[Recorded data]

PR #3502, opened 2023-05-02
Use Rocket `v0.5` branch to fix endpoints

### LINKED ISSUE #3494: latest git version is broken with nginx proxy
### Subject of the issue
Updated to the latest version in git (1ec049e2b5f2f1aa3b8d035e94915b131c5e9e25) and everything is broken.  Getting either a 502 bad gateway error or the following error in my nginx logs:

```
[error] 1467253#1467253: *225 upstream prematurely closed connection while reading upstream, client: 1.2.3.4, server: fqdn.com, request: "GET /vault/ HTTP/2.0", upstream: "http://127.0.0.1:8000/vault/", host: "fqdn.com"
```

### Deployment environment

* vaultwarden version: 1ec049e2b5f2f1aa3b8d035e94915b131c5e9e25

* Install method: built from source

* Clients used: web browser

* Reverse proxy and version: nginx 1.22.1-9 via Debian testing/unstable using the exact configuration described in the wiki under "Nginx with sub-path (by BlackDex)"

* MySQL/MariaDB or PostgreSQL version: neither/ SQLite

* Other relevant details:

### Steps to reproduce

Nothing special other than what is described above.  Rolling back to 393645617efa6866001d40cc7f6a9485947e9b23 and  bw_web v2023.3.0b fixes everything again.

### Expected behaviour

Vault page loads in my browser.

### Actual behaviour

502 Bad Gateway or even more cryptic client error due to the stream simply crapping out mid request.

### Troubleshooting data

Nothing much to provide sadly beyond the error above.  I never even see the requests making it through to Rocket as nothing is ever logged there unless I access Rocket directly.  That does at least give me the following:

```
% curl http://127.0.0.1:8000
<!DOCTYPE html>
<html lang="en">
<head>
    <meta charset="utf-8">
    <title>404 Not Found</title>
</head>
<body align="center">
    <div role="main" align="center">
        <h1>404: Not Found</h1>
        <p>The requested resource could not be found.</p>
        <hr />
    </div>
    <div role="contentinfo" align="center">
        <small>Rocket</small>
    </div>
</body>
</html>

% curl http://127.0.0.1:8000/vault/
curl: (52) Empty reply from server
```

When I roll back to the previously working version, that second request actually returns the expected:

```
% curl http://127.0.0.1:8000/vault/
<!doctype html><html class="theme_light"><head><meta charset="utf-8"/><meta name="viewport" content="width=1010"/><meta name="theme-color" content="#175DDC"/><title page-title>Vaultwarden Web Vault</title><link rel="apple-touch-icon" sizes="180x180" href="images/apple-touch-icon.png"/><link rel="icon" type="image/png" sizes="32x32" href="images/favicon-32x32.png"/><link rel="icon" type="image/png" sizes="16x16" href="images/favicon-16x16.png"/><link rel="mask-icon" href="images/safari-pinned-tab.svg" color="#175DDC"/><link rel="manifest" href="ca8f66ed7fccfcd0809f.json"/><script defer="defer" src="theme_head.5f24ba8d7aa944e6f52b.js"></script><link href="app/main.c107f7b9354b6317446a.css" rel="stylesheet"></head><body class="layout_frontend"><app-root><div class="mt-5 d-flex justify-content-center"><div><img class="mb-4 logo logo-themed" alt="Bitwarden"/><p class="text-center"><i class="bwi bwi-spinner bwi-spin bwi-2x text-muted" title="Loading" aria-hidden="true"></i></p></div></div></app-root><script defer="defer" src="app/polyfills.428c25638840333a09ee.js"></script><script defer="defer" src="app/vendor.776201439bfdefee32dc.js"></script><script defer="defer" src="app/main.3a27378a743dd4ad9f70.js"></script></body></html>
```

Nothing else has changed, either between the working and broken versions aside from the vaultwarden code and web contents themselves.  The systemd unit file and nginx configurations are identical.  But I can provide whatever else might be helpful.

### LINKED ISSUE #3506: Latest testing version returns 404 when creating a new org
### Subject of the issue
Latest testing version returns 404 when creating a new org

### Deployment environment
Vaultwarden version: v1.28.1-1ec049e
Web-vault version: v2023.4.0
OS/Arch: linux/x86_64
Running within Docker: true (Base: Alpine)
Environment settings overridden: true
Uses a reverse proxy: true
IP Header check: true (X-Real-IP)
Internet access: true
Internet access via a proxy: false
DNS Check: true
...
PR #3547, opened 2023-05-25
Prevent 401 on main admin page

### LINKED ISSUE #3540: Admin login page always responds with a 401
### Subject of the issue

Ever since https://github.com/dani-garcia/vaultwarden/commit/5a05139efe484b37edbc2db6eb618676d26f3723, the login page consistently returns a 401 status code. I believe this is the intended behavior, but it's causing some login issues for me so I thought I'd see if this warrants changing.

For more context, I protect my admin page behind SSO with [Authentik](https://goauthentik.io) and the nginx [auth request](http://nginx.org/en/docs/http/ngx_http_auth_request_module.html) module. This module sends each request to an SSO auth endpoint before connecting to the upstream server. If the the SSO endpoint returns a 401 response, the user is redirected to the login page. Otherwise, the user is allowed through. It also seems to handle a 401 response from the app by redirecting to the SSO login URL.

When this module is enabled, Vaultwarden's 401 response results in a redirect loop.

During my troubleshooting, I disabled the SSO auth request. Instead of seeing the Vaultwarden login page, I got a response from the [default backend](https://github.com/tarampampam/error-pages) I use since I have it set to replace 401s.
--
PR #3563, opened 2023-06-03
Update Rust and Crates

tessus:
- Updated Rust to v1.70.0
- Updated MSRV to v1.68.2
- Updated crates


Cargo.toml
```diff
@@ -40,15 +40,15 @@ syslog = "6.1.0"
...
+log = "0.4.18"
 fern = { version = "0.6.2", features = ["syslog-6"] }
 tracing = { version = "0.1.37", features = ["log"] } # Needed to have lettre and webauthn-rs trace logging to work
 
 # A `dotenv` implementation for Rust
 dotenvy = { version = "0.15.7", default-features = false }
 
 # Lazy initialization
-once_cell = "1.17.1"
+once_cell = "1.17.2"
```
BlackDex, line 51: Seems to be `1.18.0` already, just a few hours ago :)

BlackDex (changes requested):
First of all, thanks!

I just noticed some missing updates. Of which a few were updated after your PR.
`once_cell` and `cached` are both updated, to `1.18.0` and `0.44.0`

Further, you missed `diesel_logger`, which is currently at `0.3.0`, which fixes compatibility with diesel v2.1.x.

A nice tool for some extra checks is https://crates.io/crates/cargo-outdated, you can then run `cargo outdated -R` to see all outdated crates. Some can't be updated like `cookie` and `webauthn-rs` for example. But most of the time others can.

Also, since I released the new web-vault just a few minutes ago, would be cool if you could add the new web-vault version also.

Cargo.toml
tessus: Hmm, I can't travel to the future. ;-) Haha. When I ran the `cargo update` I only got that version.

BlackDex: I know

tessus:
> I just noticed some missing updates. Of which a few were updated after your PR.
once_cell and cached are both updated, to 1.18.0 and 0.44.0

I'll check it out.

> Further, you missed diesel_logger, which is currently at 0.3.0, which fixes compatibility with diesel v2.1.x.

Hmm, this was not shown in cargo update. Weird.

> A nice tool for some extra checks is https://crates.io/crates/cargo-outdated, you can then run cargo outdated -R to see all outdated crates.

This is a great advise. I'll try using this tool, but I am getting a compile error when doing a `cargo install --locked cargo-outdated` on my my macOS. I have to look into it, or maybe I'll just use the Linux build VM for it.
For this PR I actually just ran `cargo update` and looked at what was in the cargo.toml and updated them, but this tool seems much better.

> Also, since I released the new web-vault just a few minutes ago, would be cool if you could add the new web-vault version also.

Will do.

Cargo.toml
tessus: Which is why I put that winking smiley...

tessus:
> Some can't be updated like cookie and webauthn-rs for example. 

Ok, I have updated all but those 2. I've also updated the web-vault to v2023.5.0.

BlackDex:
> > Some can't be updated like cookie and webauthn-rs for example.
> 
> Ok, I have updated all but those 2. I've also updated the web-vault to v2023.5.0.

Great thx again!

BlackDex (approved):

TASK BRIEF: Write out exactly the lines above from the line with "Uses a reverse proxy: true" through the line with "DNS Check: true", both of them included, and leave out all other lines.

ANSWER TO THE PROBLEM:
Uses a reverse proxy: true
IP Header check: true (X-Real-IP)
Internet access: true
Internet access via a proxy: false
DNS Check: true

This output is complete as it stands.